[0.2] - CNNs & ResNets
Please send any problems / bugs on the #errata channel in the Slack group, and ask any questions on the dedicated channels for this chapter of material.
If you want to change to dark mode, you can do this by clicking the three horizontal lines in the top-right, then navigating to Settings → Theme.
Links to all other chapters: (0) Fundamentals, (1) Transformer Interpretability, (2) RL.

Introduction
This section is designed to get you familiar with basic neural networks: how they are structured, the basic operations like linear layers and convolutions which go into making them, and why they work as well as they do. You'll start by making very simple neural networks, and by the end of today you'll build up to assembling ResNet34, a comparatively much more complicated architecture.
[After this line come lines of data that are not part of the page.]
PR #347, opened 2016-05-26
moved topic to appropriate location

joel-hamill:


joel-hamill:
@pyronicide what do you think about this suggestion?

pyronicide:
@joel-hamill it doesn't make much sense to me. In the doc, we're showing how tasks are named and how you can figure that out. It doesn't have anything to do with nodes.

joel-hamill:
@pyronicide as I understand it, the purpose of this feature is so that users can figure out which node their installed services are running on. the current title "Discovering running service DNS entries" is very implementation-specific (and has back to back gerunds).

CC: @sargun

pyronicide:
No, the purpose of this feature is to figure out what DNS name your service has. Once you've figured out the DNS name, then you'd eventually use it to figure out the IP that your service has. That doesn't have anything to do with hosts though ... especially in an IP/container world.

joel-hamill:
@pyronicide how about `Discovering Service DNS Names`, or similar?

pyronicide:
That's getting closer. @sargun ?

1.7/administration/monitoring/view-node-details.md
```diff
@@ -0,0 +1,125 @@
+---
+post_title: Viewing node details
+nav_tile: Node details
+menu_order: 1
+---
+You can get a comprehensive list of the apps being run on your DC/OS cluster nodes.
+
+**Prerequisites:** [DC/OS and DC/OS CLI][1] are installed
+
+1.  SSH into your master node.
```
sargun: It can be any node.

1.7/administration/monitoring/view-node-details.md
```diff
@@ -0,0 +1,125 @@
...
+    
+        $ dcos node ssh --leader --master-proxy
+        
+    
+    For more information, the SSH [documentation][2].
+
+2.  Run this command from your master node to view the node details:
```
sargun: Should we suggest querying through AdminRouter? I wish we had a patched http or curl that added a token.

sargun:
Looks good.

1.7/administration/monitoring/view-node-details.md
joel-hamill: @sargun what are the instructions for doing this? why not just use this command, since it works?

joel-hamill:
@pyronicide ready to go

PR #353, opened 2016-05-31
moved crate to OSS

joel-hamill:
@pyronicide do we want this here? it no longer seems to fit on enterprise


pyronicide:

For a lecture on the material today, which provides some high-level understanding before you dive into the material, watch the video below:
Content & Learning Objectives
1️⃣ Making your own modules
In the first set of exercises, we'll cover the general structure of modules in PyTorch. You'll also implement your own basic modules, including for ReLU and Linear layers. You'll finish by assembling a very simple neural network.
Learning Objectives
- Learn how to create your own modules in PyTorch, by inheriting from
nn.Module- Assemble the pieces together to create a simple fully-connected network, to classify MNIST digits
2️⃣ Training Neural Networks
Here, you'll learn how to write a training loop in PyTorch. We'll keep it simple for today (and later on we'll experiment with more modular and extensible designs).
Learning Objectives
- Understand how to work with transforms, datasets and dataloaders
- Understand the basic structure of a training loop
- Learn how to write your own validation loop
3️⃣ Convolutions
In this section, you'll read about convolutions, and implement them as an nn.Module (not from scratch; we leave that to the bonus exercises). You'll also learn about maxpooling, and implement that as well.
Learning Objectives
- Learn how convolutions work, and why they are useful for vision models
- Implement your own convolutions, and maxpooling layers
4️⃣ ResNets
Here, you'll combine all the pieces you've learned so far to assemble ResNet34, a much more complex architecture used for image classification.
Learning Objectives
- Learn about skip connections, and how they help overcome the degradation problem
- Learn about batch normalization, and why it is used in training
- Assemble your own ResNet, and load in weights from PyTorch's ResNet implementation
☆ Bonus - Feature Extraction
In this section, you'll learn how to repurpose your ResNet to perform a different task than it was designed for, using feature extraction.
Learning Objectives
- Understand the difference between feature extraction and finetuning
- Perform feature extraction on a pre-trained ResNet
☆ Bonus - Convolutions From Scratch
This section takes you through the low-level details of how to actually implement convolutions. It's not necessary to understand this section to complete the exercises, but it's a good way to get a deeper understanding of how convolutions work.
Learning Objectives
- Understand how array strides work, and why they're important for efficient linear operations
- Learn how to use
as_stridedto perform simple linear operations like trace and matrix multiplication- Implement your own convolutions and maxpooling functions using stride-based methods
Setup code
import json
import sys
from collections import namedtuple
from dataclasses import dataclass
from pathlib import Path
import einops
import numpy as np
import torch as t
import torch.nn as nn
import torch.nn.functional as F
import torchinfo
from IPython.display import display
from jaxtyping import Float, Int
from PIL import Image
from rich import print as rprint
from rich.table import Table
from torch import Tensor
from torch.utils.data import DataLoader, Subset
from torchvision import datasets, models, transforms
from tqdm.notebook import tqdm
# Make sure exercises are in the path
chapter = "chapter0_fundamentals"
section = "part2_cnns"
root_dir = next(p for p in Path.cwd().parents if (p / chapter).exists())
exercises_dir = root_dir / chapter / "exercises"
section_dir = exercises_dir / section
if str(exercises_dir) not in sys.path:
sys.path.append(str(exercises_dir))
MAIN = __name__ == "__main__"
import part2_cnns.tests as tests
import part2_cnns.utils as utils
from plotly_utils import line
Help - I get a NumPy-related error
This is an annoying colab-related issue which I haven't been able to find a satisfying fix for. If you restart runtime (but don't delete runtime), and run just the imports cell above again (but not the %pip install cell), the problem should go away.